I want culture. I want to go to a ballet, or the opera, or a really great play. Well, I live in a major metropolitan area, so that should be easy, right? Well, a quick scan of the ads really doesn't inspire me. I should live in Europe, where there are heaps of ballet and opera companies, instead of one of each here. Well, one major company of each. Whine, whine, whine. Hell, even NYC would do it. It's that Sunday night feeling that creeps in when you're least expecting it. Maybe I'll go to the Art Institute this week. That's cultured, to say the least. I take so little advantage of all of the artistic opportunities available in the city. I've never been to the Goodman, for example, and I haven't been to a museum in town in years. I need something to recharge my artistic battery. Maybe I'll buy a copy of Einstein's Dreams and finally hang onto it for myself.
There's knitting, I suppose. I got bored on the train home the other day and actually read the general instructions at the front of one of my Colinette pattern books. It was very interesting. They advise going up a needle size for circular needles. Maybe I've been doing this unconsciously, since I generally swatch a size larger than the pattern specifies to start. I have a tight gauge, though nowhere near as tight as it used to be! Since I knit nearly all of my projects on circular needles these days, I'm surprised that I hadn't come across this bit of advice before.
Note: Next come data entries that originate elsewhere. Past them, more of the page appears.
PR #346, opened 2023-04-23
Fixes for TabView and TabViewWindowingSample

manfromarce:
- Fixes null reference exception when launching TabViewWindowingSample from the main sample app
- Selects first tab by default because it wasn't working reliably anymore
- Prevent opening a new window when there is only one tab and it's dropped outside
- Make the arrow in scroll buttons centered (it was aligned top-left)


amwx (approved):
In the interest of getting the TabView fixes into preview7, I'll accept this, though please note I've asked for a hold on PRs relating to the sample app (mentioned in v2 Roadmap pinned issue) until after the new Sample app is released

PR #352, opened 2023-04-27
[WIP] v2 Preview 7.1

amwx:
Some changes and fixes, mostly styling related:
- Switched to FABorder or FAContentPresenter in DatePicker, TimePicker, DropDownButton, and SplitButton and all "Overlay" controls (flyouts, popups, ContentDialog, and TaskDialog when in overlay mode)
  - NOTE: This only applies to the root border that has the BorderBrush/Thickness applied. To reiterate from the preview7 PR, the changes to FAContentPresenter require no changes on your part. The change to FABorder only requires and update if you have custom styles for one of these controls (just have to update from Border to ui|FABorder, where ui is your xmlns prefix)
- Removed the foreground setter on the Header ContentPresenter for `NumberBox`. 
- Fixed an issue where a NavigationViewItem without an Icon should show the content aligned as if an Icon was present. Issue was caused by `{Binding}` in a ControlTemplate is still being applied with LocalValue
- Added the new Scroll-related properties to ListBox/TreeView
- Removed the obsolete APIs from `FluentAvaloniaTheme`
  - `RequestedTheme`, `RequestedThemeChanged`, and `InvalidateThemingFromSystemThemeChanged` are now removed
  - Also removed the two constructors that required parameters as they're no longer necessary
- Cut down on a couple warnings
- Fixed issue with NumberBox caused by switch from DirectProperty -> StyledProperty

Known issues caused by things upstream:
- ComboBox won't display its last item (will be fixed by 11127)
- CommandBarButtons Label text is left aligned (if label is displayed on bottom) - related to 11125 and will be fixed by 11066

Note: branch is not yet on a CI build, I'm going to wait for at least 11127 before merging and releasing a preview7.1

### DIFF
--- a/Directory.Packages.props
+++ b/Directory.Packages.props
@@ -3,7 +3,7 @@
     <ManagePackageVersionsCentrally>true</ManagePackageVersionsCentrally>
   </PropertyGroup>
   <PropertyGroup>
-    <AvaloniaVersion>11.0-preview7</AvaloniaVersion>
+    <AvaloniaVersion>11.0.999-cibuild0033818-beta</AvaloniaVersion>
   </PropertyGroup>
   <ItemGroup>
     <PackageVersion Include="Avalonia" Version="$(AvaloniaVersion)" />
--- a/Directory.Packages.props
+++ b/Directory.Packages.props
@@ -3,7 +3,7 @@
     <ManagePackageVersionsCentrally>true</ManagePackageVersionsCentrally>
   </PropertyGroup>
   <PropertyGroup>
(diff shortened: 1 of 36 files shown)


amwx:
@RobertBeekman Thanks for finding that - fixed it. Once again I forgot to remove the fields after switching from DirectProperty -> StyledProperty. 

I've also gone ahead and just pushed out the CI build change that I'm on. That should also fix DevTools since that has the DevTools fix (Dev tools is broken in preview7)

amwx:
Preview 7.1 was just pushed to nuget - (most likely) requires CI Build 0034035 (most recent to this post). 

Contains everything listed above, as well as #354 and #355.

Maybe it's a Welsh knitting secret, or just so obvious to everyone but me that no one's mentioned it. Hmm. What the general advice should state is that Colinette yarns are dangerously addictive, especially to American knitters who are unfairly dependent upon the whims of the yarn's greedy importers. I've heard that it's hard to come by in the UK, since they export most of their stock, but I've resolved only to order it from there. I bought another Colinette pattern book (total now two) when I was at the young hip knitting shop. This was largely inspired by the shop model of a ribbed cardigan in Giotto, the yarn of my current project. As though I need another project in the lineup. Oh, about that current project. I detest knitting sleeves, but nearly all of my sweaters have them, so I am soldiering on through a pair of sleeves now. I had a little yardage freak-out and ordered another ball, but suspect that it may not be necessary. Well, better too much than too little.
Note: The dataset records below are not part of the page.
PR #361, opened 2023-05-10
Preview8

### LINKED ISSUE #360: Editable `FAComboBox` TextPresenter wrong colour
**Describe the bug**
The TextPresenter of `FAComboBox` does not follow theme correctly.

**Screenshots**
Screenshot 2023-05-08 at 20 13 26

 - OS: macOS
 - FluentAvalonia Version: 2.0.0-preview7.2
 - Avalonia Version: 11.0.999-cibuild0034035-beta

amwx:
Updates to Avalonia 11.0-preview 8 along with these fixes:

- Fixed issue with `FAComboBox` textbox foreground. This was caused by `TargetNullValue` not respecting DynamicResource and `PlaceholderForeground` not being set by default (following WinUI). Fixed by including a Setter for `PlaceholderForeground` (fixes #360)
- Fixed issue with `FAComboBox` where Placeholder text (watermark) was visible when it wasn't supposed to be
- Made adjustments to `FAMenuFlyoutPresenter`, `TabView`, and `SettingsExpander` to align with new ItemsControl API for heterogeneous containers, see below

From 7.2- fixed issue with SettingsExpander when trimming is enabled

BONUS!
In preview5, the ability to use a DataTemplate to create a container for some controls was lost with the new ItemsControl. The most recent changes that allowed different container types made it once again possible to do this. For `TabView` and `SettingsExpander`, it is now (again) possible to do this (same applies to SettingsExpander):

```xaml
<ui:TabView>
    <ui:TabView.ItemTemplate>
        <DataTemplate DataType="myType">
            <ui:TabViewItem Header="{Binding MyHeader}" Content="{Binding MyContent}" ... />
        </DataTemplate>
    </ui:TabView.ItemTemplate>
</ui:TabView>
```

I hacked around that limitation in FAMenuFlyoutPresenter by force creating all containers on the flyout and then passing them to the presenter when the flyout opened (as this was a more complicated scenario), so technically this isn't as affected. I haven't undone that hack yet, will do that in a future PR.

Note that you don't have to do this, and can use the DataTemplate only for the content, the item generator will still create a container for you and use your data template for the Content only. DataTemplates can also be supplied in `DataTemplates` for implicit lookup and not just on `ItemTemplate` property of the ItemsControl.

### DIFF
--- a/Directory.Packages.props
+++ b/Directory.Packages.props
@@ -3,7 +3,7 @@
     <ManagePackageVersionsCentrally>true</ManagePackageVersionsCentrally>
   </PropertyGroup>
   <PropertyGroup>
-    <AvaloniaVersion>11.0.999-cibuild0034035-beta</AvaloniaVersion>
+    <AvaloniaVersion>11.0-preview8</AvaloniaVersion>
   </PropertyGroup>
   <ItemGroup>
     <PackageVersion Include="Avalonia" Version="$(AvaloniaVersion)" />
--- a/src/Directory.Build.props
+++ b/src/Directory.Build.props
@@ -4,7 +4,7 @@
     <Description>Control library focused on fluent design and bringing more WinUI controls into Avalonia </Description>
     <PackageTags>c-sharp;xaml;cross-platform;dotnet;dotnetcore;avalonia;avaloniaui;fluent;fluent-design</PackageTags>
     <PackageLicenseExpression>MIT</PackageLicenseExpression>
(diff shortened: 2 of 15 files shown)


Tryanks:
I'm glad to see that depending on the upstream fix, you finally fixed the TabView issue in preview8. Now that the #344  I had raised is really no longer useful, I should change my project back to the most classic use. Good job, thank you!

Today, I was sitting at a high counter in the window of a coffee shop on Michigan Avenue. Yes, I've absorbed enough café culture to want to be near the window when possible. So, there I was, perched over a panini when a woman whizzed past on a Segway. Well, maybe whizzed isn't the correct word, since I think they move at a brisk walking pace at best. The Chicago Police Department has outfitted some of their beat cops with Segways, which amuses me to no end. Beat cops not actually walking their beat---blasphemy! Are they for low speed chases? It's just so absurd to see them scooting around dispensing parking tickets in the Loop. This woman, however, was not a cop, but wearing a tweed coat and carrying an expensive-looking purse. She was nonchalantly moving under borrowed power. I guess she caught my eye because she was at eye level with me as I sat at the counter. Very weird. Segways are the rickshaw of the 21st century, for rich people who are too damn lazy to walk anywhere. She was in her late twenties, too.
Chicago is a weird place somedays. Other days, fantastic. It's supposed to be spring now and the weather is almost coöperating. Lovely to look at today, but there was a sneaky cold wind blowing. I was fooled by that warm week at the beginning of March. There was even a warm day when the wind blew the sweet aroma of the chocolate factories of the Gallery District into the Loop. Such a warm, enticing scent.